**EXERCISE INSTRUCTIONS**
Output the data below exactly. Leave nothing out.

**INPUT DATA**
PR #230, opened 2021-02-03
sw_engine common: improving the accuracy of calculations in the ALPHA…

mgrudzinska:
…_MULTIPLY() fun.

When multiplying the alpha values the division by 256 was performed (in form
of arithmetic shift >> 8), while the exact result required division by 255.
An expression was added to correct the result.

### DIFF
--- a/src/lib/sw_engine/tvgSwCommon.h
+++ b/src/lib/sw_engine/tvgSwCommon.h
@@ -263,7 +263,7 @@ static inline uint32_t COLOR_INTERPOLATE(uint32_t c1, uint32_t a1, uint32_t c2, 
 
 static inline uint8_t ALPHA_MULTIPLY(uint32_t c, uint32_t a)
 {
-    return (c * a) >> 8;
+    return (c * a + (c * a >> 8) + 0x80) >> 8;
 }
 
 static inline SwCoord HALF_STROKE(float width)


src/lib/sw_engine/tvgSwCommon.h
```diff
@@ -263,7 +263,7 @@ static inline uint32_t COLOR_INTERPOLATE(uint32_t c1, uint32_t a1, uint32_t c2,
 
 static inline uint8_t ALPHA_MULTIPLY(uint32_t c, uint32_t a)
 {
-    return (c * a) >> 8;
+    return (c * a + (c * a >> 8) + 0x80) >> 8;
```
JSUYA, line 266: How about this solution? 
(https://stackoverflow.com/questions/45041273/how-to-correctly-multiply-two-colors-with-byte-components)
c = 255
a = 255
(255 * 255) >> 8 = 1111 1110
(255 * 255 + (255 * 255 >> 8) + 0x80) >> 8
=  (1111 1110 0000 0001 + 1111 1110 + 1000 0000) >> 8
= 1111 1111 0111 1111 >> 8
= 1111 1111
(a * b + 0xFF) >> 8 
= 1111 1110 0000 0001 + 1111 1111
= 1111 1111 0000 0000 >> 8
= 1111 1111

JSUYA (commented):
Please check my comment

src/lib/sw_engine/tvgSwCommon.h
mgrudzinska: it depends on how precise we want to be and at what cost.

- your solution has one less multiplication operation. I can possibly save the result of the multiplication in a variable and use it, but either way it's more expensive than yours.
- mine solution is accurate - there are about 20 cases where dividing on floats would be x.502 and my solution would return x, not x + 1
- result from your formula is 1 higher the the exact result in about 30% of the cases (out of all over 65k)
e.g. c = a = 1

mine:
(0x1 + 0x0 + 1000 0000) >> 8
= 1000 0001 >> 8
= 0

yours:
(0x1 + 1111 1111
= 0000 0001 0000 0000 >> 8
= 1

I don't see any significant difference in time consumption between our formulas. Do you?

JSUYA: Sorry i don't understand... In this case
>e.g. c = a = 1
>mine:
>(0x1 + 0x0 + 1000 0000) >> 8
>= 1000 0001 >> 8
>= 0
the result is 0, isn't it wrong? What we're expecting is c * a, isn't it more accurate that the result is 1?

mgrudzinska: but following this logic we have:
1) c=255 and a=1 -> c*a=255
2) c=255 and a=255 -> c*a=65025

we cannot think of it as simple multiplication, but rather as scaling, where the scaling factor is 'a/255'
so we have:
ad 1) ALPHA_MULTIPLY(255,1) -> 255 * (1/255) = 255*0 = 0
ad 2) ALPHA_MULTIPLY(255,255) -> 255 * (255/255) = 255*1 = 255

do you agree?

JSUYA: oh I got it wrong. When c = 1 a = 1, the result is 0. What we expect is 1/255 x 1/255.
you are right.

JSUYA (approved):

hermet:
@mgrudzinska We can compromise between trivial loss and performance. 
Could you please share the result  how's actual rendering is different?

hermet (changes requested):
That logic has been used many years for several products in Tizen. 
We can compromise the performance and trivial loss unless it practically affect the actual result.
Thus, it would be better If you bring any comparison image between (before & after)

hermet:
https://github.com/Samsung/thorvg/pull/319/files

**FINISHED TASK**
PR #230, opened 2021-02-03
sw_engine common: improving the accuracy of calculations in the ALPHA…

mgrudzinska:
…_MULTIPLY() fun.

When multiplying the alpha values the division by 256 was performed (in form
of arithmetic shift >> 8), while the exact result required division by 255.
An expression was added to correct the result.

### DIFF
--- a/src/lib/sw_engine/tvgSwCommon.h
+++ b/src/lib/sw_engine/tvgSwCommon.h
@@ -263,7 +263,7 @@ static inline uint32_t COLOR_INTERPOLATE(uint32_t c1, uint32_t a1, uint32_t c2, 
 
 static inline uint8_t ALPHA_MULTIPLY(uint32_t c, uint32_t a)
 {
-    return (c * a) >> 8;
+    return (c * a + (c * a >> 8) + 0x80) >> 8;
 }
 
 static inline SwCoord HALF_STROKE(float width)


src/lib/sw_engine/tvgSwCommon.h
```diff
@@ -263,7 +263,7 @@ static inline uint32_t COLOR_INTERPOLATE(uint32_t c1, uint32_t a1, uint32_t c2,
 
 static inline uint8_t ALPHA_MULTIPLY(uint32_t c, uint32_t a)
 {
-    return (c * a) >> 8;
+    return (c * a + (c * a >> 8) + 0x80) >> 8;
```
JSUYA, line 266: How about this solution? 
(https://stackoverflow.com/questions/45041273/how-to-correctly-multiply-two-colors-with-byte-components)
c = 255
a = 255
(255 * 255) >> 8 = 1111 1110
(255 * 255 + (255 * 255 >> 8) + 0x80) >> 8
=  (1111 1110 0000 0001 + 1111 1110 + 1000 0000) >> 8
= 1111 1111 0111 1111 >> 8
= 1111 1111
(a * b + 0xFF) >> 8 
= 1111 1110 0000 0001 + 1111 1111
= 1111 1111 0000 0000 >> 8
= 1111 1111

JSUYA (commented):
Please check my comment

src/lib/sw_engine/tvgSwCommon.h
mgrudzinska: it depends on how precise we want to be and at what cost.

- your solution has one less multiplication operation. I can possibly save the result of the multiplication in a variable and use it, but either way it's more expensive than yours.
- mine solution is accurate - there are about 20 cases where dividing on floats would be x.502 and my solution would return x, not x + 1
- result from your formula is 1 higher the the exact result in about 30% of the cases (out of all over 65k)
e.g. c = a = 1

mine:
(0x1 + 0x0 + 1000 0000) >> 8
= 1000 0001 >> 8
= 0

yours:
(0x1 + 1111 1111
= 0000 0001 0000 0000 >> 8
= 1

I don't see any significant difference in time consumption between our formulas. Do you?

JSUYA: Sorry i don't understand... In this case
>e.g. c = a = 1
>mine:
>(0x1 + 0x0 + 1000 0000) >> 8
>= 1000 0001 >> 8
>= 0
the result is 0, isn't it wrong? What we're expecting is c * a, isn't it more accurate that the result is 1?

mgrudzinska: but following this logic we have:
1) c=255 and a=1 -> c*a=255
2) c=255 and a=255 -> c*a=65025

we cannot think of it as simple multiplication, but rather as scaling, where the scaling factor is 'a/255'
so we have:
ad 1) ALPHA_MULTIPLY(255,1) -> 255 * (1/255) = 255*0 = 0
ad 2) ALPHA_MULTIPLY(255,255) -> 255 * (255/255) = 255*1 = 255

do you agree?

JSUYA: oh I got it wrong. When c = 1 a = 1, the result is 0. What we expect is 1/255 x 1/255.
you are right.

JSUYA (approved):

hermet:
@mgrudzinska We can compromise between trivial loss and performance. 
Could you please share the result  how's actual rendering is different?

hermet (changes requested):
That logic has been used many years for several products in Tizen. 
We can compromise the performance and trivial loss unless it practically affect the actual result.
Thus, it would be better If you bring any comparison image between (before & after)

hermet:
https://github.com/Samsung/thorvg/pull/319/files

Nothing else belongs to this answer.